Native Realities and Indigenous Comic Con
This month, Santa Fe and Albuquerque will play host to parts of what organizers are claiming is the first Indigenous Comic Con in the world. “Indigenerds,” as comics publisher and Laguna Pueblo member Lee Francis calls them, aren’t just Native Americans who are obsessive fans of Star Wars or Game of Thrones. Rather, they are just as likely to be the Indian and nonIndian fans who follow the alternative universe of Native American-created comics like Super Indian,
Captain Paiute, and Deer Woman. Francis is publisher of Native Realities Press, which produces comics and comic art made by American Indians. Much of the work refracts traditional sci-fi and superhero material through an indigenous lens. Starting Nov. 18 in Albuquerque, Francis will helm Indigenous Comic Con, a three-day festival celebrating independent Native presses alongside big pop-culture exports such as Jeffrey Veregge, a Port Gamble S’Klallam tribal member who is the creator of
Red Wolf, Marvel’s first Native American comic series. On Friday, Nov. 11, a week before the Albuquerque expo, Santa Fe plays host to a more intimate art exhibit, held in conjunction with Indigenous Comic Con, when Native Realities: Superheroes of Past, Present, and Future, opens at Form & Concept gallery. The show pairs work by established Native American comic artists alongside the comic-book creations of teachers and grade-school students at Zuni Pueblo.

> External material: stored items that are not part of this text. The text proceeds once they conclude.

PR #596, opened 2023-04-20
Add Actions for notifying the other user when a match is dissolved

Jonasdoubleyou:


common/match/dissolve.ts
```diff
@@ -39,6 +39,12 @@ export async function dissolveMatch(match: Match, dissolveReason: number, dissol
 
     await Notification.actionTaken(student, 'tutor_match_dissolved', { pupil, matchHash, matchDate, uniqueId });
     await Notification.actionTaken(pupil, 'tutee_match_dissolved', { student, matchHash, matchDate, uniqueId });
+
+    if (dissolver.email === student.email) {
+        await Notification.actionTaken(pupil, 'tutee_match_dissolved_other', { student, matchHash, matchDate, uniqueId });
```
dhenkel92, line 44: What's the difference to the `tutee_match_dissolved` notification above?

Over the last school year, the children narrated and illustrated comic stories that celebrate the workaday “superheroes” in their community. “We encouraged the Zuni students to think about the everyday superheroes in their life,” Francis said. “Your mechanic, your water delivery man, your school teachers are heroes solving problems every single day. We also asked students to think in comic-book terms about how they would solve a crisis happening in the Zuni community.” For example, one sixth-grade girl created Yucca Girl, a comic superhero who brings rain to Zuni gardens. In a press release, she described how the character coalesced out of the yucca basket-weaving she had been doing to grieve her sister’s death. The
Zuni comic project came out of a joint initiative by tribal leaders, Creative Startups — a Santa Febased incubator for art entrepreneurs — and the University of New Mexico’s Indigenous Design and Planning Institute.
Native Realities will also feature the books and large-scale prints of several American Indian comic artists. Arigon Starr (Kickapoo) will have panels on display from her Super Indian comic series. Unlike other comics, the series had its debut as a 2007 broadcast radio show with over-the-top theatrics that borrowed heavily from the Adam West-era Batman TV show of the 1960s. Super Indian became a web comic four years later and a print comic just last year, using slapstick and satire to show Native humor and explore real community issues. One of Starr’s Super
Indian stories, “The Curse of Blud Kwan’Tum,” follows a young Hispano man in contemporary Northern New Mexico who, 400 years later, still seethes with rage at Native Americans for the Pueblo Revolt. Her “Tales of the Mighty Code Talkers” retells the lesser-known history of Cpl. Solomon Louis and the Choctaw code talkers deployed by American forces in World War I. The strip splices battlefield action and dispatches from a forgotten time in American history when Choctaws and other American Indians were still denied full U.S. citizenship and were unable to vote in state and federal elections.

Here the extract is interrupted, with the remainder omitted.